[Collected data]
PR #241, opened 2023-10-24
implement/match CalcLocalTransform

Ramen2X:
This PR implements the global function `CalcLocalTransform`. To supplement this (and hopefully to aid the completion of other 3D functions later on), I've included a header named `vec.h` which is comprised of hundreds of extremely useful macros designed for dealing with 3D elements. This code has been publicly released as a part of the [GraphicsGems](https://github.com/erich666/GraphicsGems) collection and the license is permissive of this use-case. I have also added an additional macro which normalizes a three-dimensional vector, which is also used by `CalcLocalTransform`.

This function is currently 100% matching. Keep in mind however that this function is at high risk of de-matching due to MSVC entropy; I noticed while attempting to hit 100% that the placement of the function in the implementation file affects the match percentage.


Ramen2X:
Hate to modify code out of the scope of this PR, but I had to make a slight tweak to `MxVideoPresenter::AlphaMask::AlphaMask` to get this to build for some reason. I've confirmed this does not change the accuracy of said function.

foxtacles:
It looks like the 1996 leak has an even newer version of `VEC.H` than the one you included? Maybe we should take that one?

image

I think the folder `3rdparty` would also be a better place to put it. Looks good otherwise!

LEGO1/mxvideopresenter.cpp
```diff
@@ -135,7 +135,7 @@ MxVideoPresenter::AlphaMask::AlphaMask(const MxBitmap &p_bitmap)
     for (MxS32 i = 0; i < m_width; i++) {
       if (*t_ptr) {
         // TODO: Second CDQ instruction for abs() should not be there.
-        MxU32 shift = abs(offset) & 7;
+        MxS32 shift = abs(offset) & 7;
```
foxtacles, line 138: This seems to be because of conflicting overloads since `VEC.H` pulls in `math.h` and there is another `abs` defined in `stdlib.h`. We should probably fix this as otherwise it won't be possible anymore to call `abs` on an unsigned integer in cases like this. Let me think what would be best here.

foxtacles: I guess the easiest would just be to cast `shift` to `MxS32` in the next line (the call to `abs`) to resolve the conflict. That's what the compiler should have done implicitly before the introduction of `math.h` anyway.

Ramen2X:
Moving `CalcLocalTransform` to another file de-matched it as I suspected. Fortunately, I was able to employ another unroll trick to hopefully fix the random de-match once and for all.

foxtacles (approved):

PR #243, opened 2023-10-24
Implement Helicopter::VTable0xe4

tahg:
Clean up parent classes


tahg:
Quite a few changed files again, I'm sorry. Barely any code changes, but this is what you get when you start at the beginning of the DLL instead of logically doing a parent class before doing their children.

I also decided to organize the classes I was touching anyway.

This try should be properly synched now. I hate git sometimes.

foxtacles (approved):
Looks good!

PR #244, opened 2023-10-24
MxVideoPresenter::IsHit

disinvite:
(This is ready, but I'll keep it as a draft for now until we get the clang-format pull request done.)

Implements IsHit() for MxVideoPresenter. If available, the code will use the AlphaMask from #226 as a memoization for this check.

The match percentage here isn't great. I don't know why the original uses so many stack variables. Any ideas are welcome.


foxtacles (approved):
Looks good! I applied a minor logic fix. With regards to the stack, one thing that comes to mind is that they maybe used `MxPoint32` / `GetLocation` in some places instead of the individual x/y values - that might change the stack space used.

PR #1803, opened 2026-09-10
Drop the last overlay edits of isle.cpp and act3.cpp

foxtacles:
This continues #1802 with the last edits repair could replace, and records what was tried and refused so the campaign can stop here.

**Edits.** isle.cpp and act3.cpp each lose their last declaration carrier; repair re-found the affected bodies (6 records updated). 58,678 → 58,553.

**What was tried and refused, so the campaign stops here.** Moving `FindSoundByKey`'s owning-key constructor (the form the file's overlay donor already compiles privately) into the real source: the declaration in the shared header shifts the line tables of legosoundmanager.cpp, whose `_Tree::_Erase` is a register-bijection record, a family without a measured-pin repair; repair stops there after fourteen passes. Retiring an expensive record (the 500-point mosaics of VTable0x30 and LinkEdgesAndFaces, the 250-point rewrite of FUN_10061010) so the widened discovery could re-author it: repair finds no fresh carrier state that reproduces those bodies and does not author rewriting records from scratch. Removing the remaining carriers of files that hold rewriting or mosaic records (legonavcontroller, legoroi, legolod, legoanimationmanager, legocharactermanager and others): the rewrite bodies move and the same gap applies. The remaining 300-odd effective-source edits pin data or section order, or carry functions no discovered state reproduces.

A cold `rbit verify` on the final tree is byte-identical for all three targets with a clean authenticity verdict.


foxtacles:
Folded into #1802 (same commit, one PR).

● Problem description
Count the lines in the records above that contain the word "parent", and reply with only that number.

● Exercise response
2